In summarizing, if an SLN is not identified and in any case in which the mapping procedure appears inadequate, SNLB should be abandoned in favor of complete IFLND. Patient selection is crucial to success. Patients should have a negative metastatic workup. Table 6.7 summarizes factors that affect the success of SNLNB. Ideal candidates have unifocal T 1 or T 2 primary tumors smaller than 4 cm in diameter and clinically nonsuspicious groin nodes. SNLB performance characteristics from select studies are summarized in Table 6.8 . The standard has been that if a positive SLN is found on one side, then a complete groin dissection should be done bilaterally; however, emerging evidence supports omission of full contralateral IFLND if the contralateral SLN is negative.

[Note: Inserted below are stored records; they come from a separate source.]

PR #1773, opened 2019-03-13
[JBPM-8348] Tomcat doesn't correctly stop Kie server controller healt hcheck

elguardian:
starting/stopping the executor service in the listener

### DIFF
--- a/kie-server-parent/kie-server-controller/kie-server-controller-standalone/src/main/java/org/kie/server/controller/common/KieControllerServletListener.java
+++ b/kie-server-parent/kie-server-controller/kie-server-controller-standalone/src/main/java/org/kie/server/controller/common/KieControllerServletListener.java
@@ -16,6 +16,7 @@ package org.kie.server.controller.common;
 
 import java.util.ServiceLoader;
 import java.util.concurrent.Executors;
+import java.util.concurrent.ExecutorService;
 
 import javax.servlet.ServletContextEvent;
 import javax.servlet.ServletContextListener;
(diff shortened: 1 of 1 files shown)


kie-server-parent/kie-server-controller/kie-server-controller-standalone/src/main/java/org/kie/server/controller/common/KieControllerServletListener.java
```diff
@@ -49,6 +51,7 @@ public void contextDestroyed(ServletContextEvent event) {
             logger.debug("Template storage {} closed successfully", storage);
         }
         healthCheck.stop();
+        executorService.shutdown();
```
sutaakar: Wouldn't it have more sense to use shutdownNow() and not to wait for healthcheck to stop by itself?

elguardian: https://docs.oracle.com/javase/7/docs/api/java/util/concurrent/ExecutorService.html#shutdown()

shutdown does not say how it will try to kill a thread. so it is better to terminate the task and then shutdown. IMHO

sutaakar: Yes, but shutdown() doesn't wait until the task is stopped. Considering that it will take up to 5 seconds (for default configuration) for the task to stop, the result is that the application server will stop sooner than the healtcheck thread ends.
Or possibly awaitTermination() can be used to wait until the healthcheck task finishes.

elguardian:
I see your point @sutaakar. Changed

Fig. 6.10 proposes a potential management algorithm for SLNB. Clearly, these management schemes require individualization and constant vigilance of emerging literature that may alter recommendations.

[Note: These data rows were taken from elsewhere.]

PR #1776, opened 2019-03-18
PLANNER-1443: Monitoring of OptaPlanner on kie-server

vblagoje:
See https://issues.jboss.org/browse/PLANNER-1443 for more details.

### DIFF
--- a/kie-server-parent/kie-server-services/kie-server-services-optaplanner/src/main/java/org/kie/server/services/optaplanner/SolverServiceBase.java
+++ b/kie-server-parent/kie-server-services/kie-server-services-optaplanner/src/main/java/org/kie/server/services/optaplanner/SolverServiceBase.java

|Author, Study, Year||Patients (n)||SLN Detection Rate (%)||Sensitivity (%)||NPV (%)|
|452||93||92||96 b |
Technique of inguinofemoral lymphadenectomy
Although most women with clinical early-stage vulvar cancer will be candidates for SLN identification, complete inguinofemoral lymphadenectomy may be required for patients who fail to map and/or those with bulky adenopathy deemed resectable by the surgeon. An 8-cm incision is made parallel to the inguinal ligament two fingerbreadths (4 cm) beneath the inguinal ligament and two fingerbreadths (4 cm) lateral to the pubic tubercle ( Fig. 6.11 ). The incision is carried down through the Camper fascia, and at this point, skin flaps are bluntly and sharply dissected superiorly and inferiorly, allowing access to the fat pad containing the superficial nodes. The SLNs are in the fatty layer of tissue beneath the Camper fascia, in part anterior to the cribriform plate and protruding from beneath the fascia lata ( Fig. 6.12 ). The dissection should be carried superiorly to the inguinal ligament and inferiorly to a point approximately 2 cm proximal to the opening of the Hunter canal. The dissection should be carried laterally to the sartorius muscle and medially to the adductor longus muscle fascia ( Fig. 6.13 ). Blunt dissection facilitates identification of the cribriform fascia, which is most easily identified just below the inguinal ligament or in the area of the saphenous opening. The cribriform fascia unites with the fascia lata, and thus is contiguous with the fascia on the surface of the adductor longus and sartorius muscles; this may facilitate its identification. The portion of the fascia covering the femoral triangle is perforated by the saphenous vein, by lymph nodes of the vertical set, and by numerous blood and lymphatic vessels, hence the name cribriform fascia . If the dissection is carried out properly, the adventitia of the femoral vessels should not be clearly seen except through the vessel openings mentioned earlier.